A2. Known RMM + low prevalence

search

Perform one of the searches from step 1 and aggregate on:

  • hosts
  • users
  • unique executions

Look for low counts

A3. New executable in environment + known RMM

search

Create a new terms stlye rule based on step 1

  • window history of now-30d
  • base the new terms on: process.name, host.id (remove host.id for full environment prevalence)

If you do not have a new terms capability, you can perform the search in step 1 to build a list of observed RMM executables, then pivot (or join) on a search for recent exections.

A4. New executable + known RMM + suspicious activity

search

Combine step 3 with subsequent suspicious activity (such as lateral movement information gathering).

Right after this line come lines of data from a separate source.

PR #3208, opened 2020-07-01
Cleanup to conform to OE naming conventions

mikbras:
This PR:
- Adds oe prefixes to various symbols that were lacking them.
- Makes certain functions static (file scope).
- Renames a couple of functions from camel notation to snake notation.

### DIFF
--- a/common/sgx/collateral.c
+++ b/common/sgx/collateral.c
@@ -22,7 +22,7 @@
 #include "tcbinfo.h"
 
 // Defaults to Intel SGX 1.8 Release Date.
-oe_datetime_t _sgx_minimim_crl_tcb_issue_date = {2017, 3, 17};
+oe_datetime_t __oe_sgx_minimim_crl_tcb_issue_date = {2017, 3, 17};
 
 oe_result_t __oe_sgx_set_minimum_crl_tcb_issue_date(
     uint32_t year,
@@ -36,7 +36,7 @@ oe_result_t __oe_sgx_set_minimum_crl_tcb_issue_date(
     oe_datetime_t tmp = {year, month, day, hours, minutes, seconds};
 
     OE_CHECK(oe_datetime_is_valid(&tmp));
-    _sgx_minimim_crl_tcb_issue_date = tmp;
+    __oe_sgx_minimim_crl_tcb_issue_date = tmp;
 
     result = OE_OK;
 done:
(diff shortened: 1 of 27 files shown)


anakrish:
bors try

common/sgx/collateral.c
```diff
@@ -22,7 +22,7 @@
 #include "tcbinfo.h"
 
 // Defaults to Intel SGX 1.8 Release Date.
-oe_datetime_t _sgx_minimim_crl_tcb_issue_date = {2017, 3, 17};
+oe_datetime_t __oe_sgx_minimim_crl_tcb_issue_date = {2017, 3, 17};
```
anakrish, line 25: @mikbras Thanks for doing this.
The [DeveloperGuide](https://github.com/openenclave/openenclave/blob/master/docs/Community/DevelopmentGuide.md) says that
> Note that we no longer use CamelCase nor double underscores (__), but you may find remnants and so again should prefer the local style. This is especially the case for classes, which are still using PascalCase

Is the change to `__`  conformant?.

mikbras: Hmm? Good question. Our global variables use double underscores in many places. Our functions do not. Should we get rid of double underscore prefixes altogether? I can make that part of the PR.

dthaler: Good point Anand.  Yes, the C++ standard reserves double underscores at the start for language/compiler use, and should not be used by libraries.  https://en.cppreference.com/w/cpp/keyword says:

> Also, all identifiers that contain a double underscore __ in any position and each identifier that begins with an underscore followed by an uppercase letter is always reserved and all identifiers that begin with an underscore are reserved for use as names in the global namespace. See identifiers for more details.

Similarly it's discussed on forums like https://www.experts-exchange.com/questions/20552640/does-the-underscore-or-double-underscore-mean-something-in-c.html#:~:text=The%20C%20and%20C%2B%2B%20standards%20reserve%20symbols%20beginning,some%20assurance%20of%20not%20conflicting%20with%20users%27%20programs.

mikbras: Some of our 'classics' use double underscores:
```
0000000000000000 T __oe_get_heap_base
0000000000000000 T __oe_get_heap_end
0000000000000000 T __oe_get_heap_size
```
My opinion is that we should change all "__oe_" prefixed functions and variables to "oe_". 

What do you think?

anakrish: That sounds like a nice idea; consistent with our Developer Guidelines. 

You may run into difficulty renaming `__oe_ecalls_table` since it is generated by edger8r. But I or @mingweishih can fix that in a subsequent PR easily.

dthaler: Agreed, we should change those to be C++ compliant, and be compliant with the OE guideline Anand cited.

radhikaj:
@mikbras Can you address the comments please? I can then merge this.

radhikaj:
@mikbras How would you like to proceed on this PR?

radhikaj:
closing this PR for now. Please reopen when feedback can be addressed and the PR merged.

PR #3209, opened 2020-07-01
Fix typo

anakrish:


anakrish:
bors try

anakrish:
@mingweishih There seems to be a genuine problem with the tls_e2e test 

> 49: 2020-07-01T20:35:41.000000Z [(E)ERROR] tid(0x137c) | tls_server_enc:Last error was: -82 - NET - Failed to get an IP address for the given hostname

mingweishih:
I think it requires importing socket.edl. We didn't hit the failure when removing the import because of this typo (the test is not run)..

anakrish:
bors try

PR #3213, opened 2020-07-02
Add documentation for system edls

### LINKED ISSUE #2719: Document which features use which system ocalls

mingweishih:
This PR adds a document that enumerates the existing system EDLs and their dependent public APIs/syscalls.

fixes #2719 

### DIFF
--- a/docs/GettingStartedDocs/APIs_and_Libs.md
+++ b/docs/GettingStartedDocs/APIs_and_Libs.md
@@ -21,3 +21,7 @@ The subset of libcxx functionality provided by oelibcxx for use inside an enclav
 ## [mbedtls library](/docs/MbedtlsSupport.md)
 
 The subset of [mbedtls](https://tls.mbed.org/) functionality for use inside an enclave.
+
+## [System EDL files](/docs/SystemEdls.md)
+
+The list of system EDL files that allow for user opt-in.
--- a/docs/SystemEdls.md
+++ b/docs/SystemEdls.md
@@ -1,0 +1,202 @@
+# Open Enclave System EDL Files
+
+This document lists the system EDL files supported by Open Enclave. To opt-into these files, user can
+use `from path/to/edl import *` syntax to import all the ecalls/ocalls defined by the file.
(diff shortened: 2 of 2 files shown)


mingweishih:
> Looks like an ambitious exercise, and if we want to go this route, thanks for putting in this effort. We will have to make sure other PRs keep it up to date. Just one request: when adding documentation in a new file, we should update some existing file to point to it so it becomes discoverable.

I agree that if we take this route, we need to frequently update this document. However, I think it's always better than having no documentation especially we starts allowing these EDL files to be optional.  Would you recommend any approach that requires less maintenance effort?

radhikaj:
> Looks like an ambitious exercise, and if we want to go this route, thanks for putting in this effort. We will have to make sure other PRs keep it up to date. Just one request: when adding documentation in a new file, we should update some existing file to point to it so it becomes discoverable.

@mingweishih, can we add a link to this document at this page: https://github.com/openenclave/openenclave/blob/master/docs/GettingStartedDocs/APIs_and_Libs.md

mingweishih:
> > Looks like an ambitious exercise, and if we want to go this route, thanks for putting in this effort. We will have to make sure other PRs keep it up to date. Just one request: when adding documentation in a new file, we should update some existing file to point to it so it becomes discoverable.
> 
> @mingweishih, can we add a link to this document at this page: https://github.com/openenclave/openenclave/blob/master/docs/GettingStartedDocs/APIs_and_Libs.md

Sure, the change is already in this PR.

mingweishih:
> Looks good! Only minor nit is I would left align the text in each table cell.

Thanks for the suggestion. Updated!

PR #3214, opened 2020-07-02
Support sgx/attestation.edl opt-out

mingweishih:
This PR allows `sgx/attestation.edl` to be opt-out, which was a hard requirement (part of #2818).  This edl file includes two ecalls and four ocalls. When a user invokes those calls without importing the edls, he should be the corresponding log message (when the logging feature is enabled).

For example, the message of `oe_verify_local_report_ecall` is as follows
```
oe_verify_local_report_ecall is not supported. To enable, please add 

from "openenclave/edl/sgx/attestation.edl" import oe_verify_local_report_ecall;

in the edl file.
```

Given the `oe_get_report_v2_ecall` ecall and all the four ocalls are currently required by the attestation, the message for each of calls is the same as follows.
```
sgx remote attestation is not fully supported. To enable, please add 

from "openenclave/edl/sgx/attestation.edl" import *;

in the edl file.
```

Note that the goal of this PR is having the implementation ready (only modifies the edl in the report test). Will wait for getting the consensus (per #3201) before generalizing the changes to both tests and samples.

### DIFF
--- a/enclave/core/sgx/report.c
+++ b/enclave/core/sgx/report.c
@@ -16,6 +16,81 @@
 #include <openenclave/internal/utils.h>
 #include "platform_t.h"
 
+#if !defined(OE_USE_BUILTIN_EDL)
+/**
+ * Declare the prototypes of the following functions to avoid the
+ * missing-prototypes warning.
+ */
+oe_result_t _oe_get_qetarget_info_ocall(
+    oe_result_t* _retval,
+    const oe_uuid_t* format_id,
+    const void* opt_params,
+    size_t opt_params_size,
+    sgx_target_info_t* target_info);
+
+oe_result_t _oe_get_quote_ocall(
+    oe_result_t* _retval,
+    const oe_uuid_t* format_id,
+    const void* opt_params,
+    size_t opt_params_size,
+    const sgx_report_t* sgx_report,
+    void* quote,
+    size_t quote_size,
+    size_t* quote_size_out);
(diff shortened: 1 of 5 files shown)


mingweishih:
bors try

enclave/core/sgx/report.c
```diff
@@ -127,14 +202,21 @@ static oe_result_t _get_sgx_target_info(
...
-        return OE_FAILURE;
+    OE_CHECK(oe_get_qetarget_info_ocall(
+        &retval, format_id, opt_params, opt_params_size, target_info));
+    result = (oe_result_t)retval;
 
-    return (oe_result_t)retval;
+done:
+    if (result == OE_UNSUPPORTED)
+        OE_TRACE_WARNING(
+            "sgx remote attestation is not fully supported. To "
```
dthaler, line 215: should this say "SGX remote attestation is not enabled." instead of "fully supported"?  And same question on line 253 and in other files.  In other words, if OE_UNSUPPORTED is returned above, is there still some part of SGX remote attestation that is partially supported without adding the import in the EDL file?

mingweishih: Only one call (`oe_verify_local_report_ecall`), which is part of verifier, can be partially enabled. The rest calls are part of attester so should be enabled all together. Given that, I update the log message as you suggested and leave the message of `oe_verify_local_report_ecall` as the same.

PR #3217, opened 2020-07-03
direct [in] pointer as ECALL parameter, will not leak data from enclave

yanxue-intel:


anakrish:
bors try

PR #3218, opened 2020-07-03
fix oesign digest usage typo issue. add 3 oesign key test cases

johnvenn:
Signed-off-by: Xiangping Ji <xiangping.ji@intel.com>

1. fix oesign digest typo in usage
2. rename oesign test case of invalid-key-file test to not-exist-key-file
3. added 3 test cases : 
   3.1 key file end wrong -- PASS
   3.2 sign using public key -- PASS
   3.3 sign using key file format wrong -- FAIL


johnvenn:
not sure why there is a reference issue, I will reopen it

PR #3221, opened 2020-07-04
Replace CMAKE_SOURCE_DIR with PROJECT_SOURCE_DIR

### LINKED ISSUE #3220: Cannot include OE directly from another CMake project
The CMake files of OE have a few `CMAKE_SOURCE_DIR` in them which should all be replaced by [`PROJECT_SOURCE_DIR`](https://cmake.org/cmake/help/v3.18/variable/PROJECT_SOURCE_DIR.html) so that OE can be consumed with `add_subdirectory()`. `CMAKE_SOURCE_DIR` refers to the top-most folder (the consuming project) which is incorrect.

letmaik:
Fixes #3220.

### DIFF
--- a/enclave/core/CMakeLists.txt
+++ b/enclave/core/CMakeLists.txt
@@ -1,8 +1,8 @@
 # Copyright (c) Open Enclave SDK contributors.
 # Licensed under the MIT License.
 
-set(OE_INCLUDE_DIR ${CMAKE_SOURCE_DIR}/include)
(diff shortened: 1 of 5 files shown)


radhikaj:
@letmaik There are still some places where CMAKE_SOURCE_DIR  gets used(samples, for instance).

letmaik:
@radhikaj Samples are stand-alone and declare their own CMake `project`. They don't require any change.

With Elastic, you could do this by:

  1. create the rule from step 3 (optionally as a building_block_rule to keep noise down)
  2. create a separate sequence based rule that looks for the new term then the suspicious activity
    • to simplify this, you can create another building_block_rule for suspicious activity
sequence by host.id, user.id, process.name with maxspan=25m
  [alert where rule.id == <new_term_rule_step3>]
  [alert where rule.id == <suspicious_rule_step4>]

A5. New executable + known RMM + alert

search

Similar to step 4 except referencing actual alerts for the second part of the sequence

sequence by host.id, user.id, process.name with maxspan=25m
  [alert where rule.id == <new_term_rule_step3>]
  [alert where true]

Leaving subquery 2 generic is a great option, since a newly occurring RMM would be suspicious in this case. It can be tightened down with a few options:

  • limiting query 2 to certain techniques or subtechniques
  • add additional logic to query 2 from the raw alert results, or even a subset of alerts
  • adding additional queries to the sequence to express a more progressed attack

B1. Logic for generic RMM behaviors

Rather than using statically defined RMM artifacts based on observations, this entails building out generic logic to identify them. This is a much greater challenge, especially due to their legitimate nature. Additional features such as ML, entity analytics, and other aggregation based searching make a significant difference here.

Once a dynamic method is defined, then steps 2-5 apply, creating a sustainable detection approach.

I think it is doable from a purely rule-based approach, but I will return to this a bit later …

Also, with the Elastic ES|QL piped language, these become much more feasible within a single rule.